De rechter laat duidelijk merken wat hij van het overheidsbeleid van scholen vindt. Hij stelt vast dat het OMT ons nu napraat terwijl ze eerder nogal stellig beweerden dat scholen geen besmettingsgevaar vormen. De rechter zegt dat de Staat zijn voordeel zou kunnen doen met argumenten van eisers; in gewoon Nederlands betekent dit dat de rechter de logica van het kabinet niet kan volgen, maar net niet voldoende om op de stoel van de minister te gaan zitten en het beleid te verbieden. De rechter is het met ons eens dat het kabinet niet OMT-adviezen kan gebruiken om zich niet aan WHO-richtlijnen te houden. Hij herhaalt dat ouders die hun kinderen nu niet naar school willen laten gaan met soepelheid behandeld zouden moeten worden. Dat de rechter uiteindelijk toch niet onze eisen inwilligde heeft te maken met de grote beleidsvrijheid van het kabinet in crisistijd en met complexe juridische logica, waaronder het feit dat wij het verspreidingsbeleid niet ter discussie hebben gesteld (juridisch onhaalbaar) en dat daar flinke aantallen besmettingen onder ouders, kinderen en leraren bij horen. De rechter stelt ook dat er in Nederland algemene twijfel zou zijn over de werkzaamheid van mondneusmaskers; wij betreuren dat gezien het feit dat dergelijke twijfel al door vele experts is afgedaan als politiek gemotiveerd.

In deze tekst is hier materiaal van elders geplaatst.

PR #2460, opened 2022-05-12
Removing hardcoded percentage

dievazqu:
### Description

There is a supercharge translation that had the apy percentage hardcoded. After this change, it will fetch the apy from the redux state.

### How others should test
The behavior of the app shouldn't change at all. Specifically, make sure that the supercharging homecard is showing the correct percentage.


kathaypacific (approved):
🙏🏻

lisaqyli (approved):

dievazqu:
> Great!
> 
> Could you add the "How others should test" section in the PR description? the QA team is relying on it to know whether to test it or not. If not present they are going to ask.
> 
> 🙏

I added a section, but there is no change to test, basically they have to make sure that app is working as it was working

jeanregisser:
You can mention: "No testing needed" or N/A

ValoraQA:
hey @MuckT as discussed as it is not be tested we are skipping this PR

Thanks..!!
Cc: @dievazqu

Samenvattend had naar ons oordeel de rechter niet meer kunnen doen om onze argumenten en voorstellen voor #VeiligOnderwijs aan te bevelen aan het kabinet, anders dan door onze eis geheel toe te wijzen. Daarbij heeft de zaak de druk op ouders vanuit de leerplichtambtenaren verminderd, de informatie op overheidssites eerlijker gemaakt, en via aandacht voor het onveilige onderwijs in Nederland de 1,5m maatregel in het VO helpen terugbrengen.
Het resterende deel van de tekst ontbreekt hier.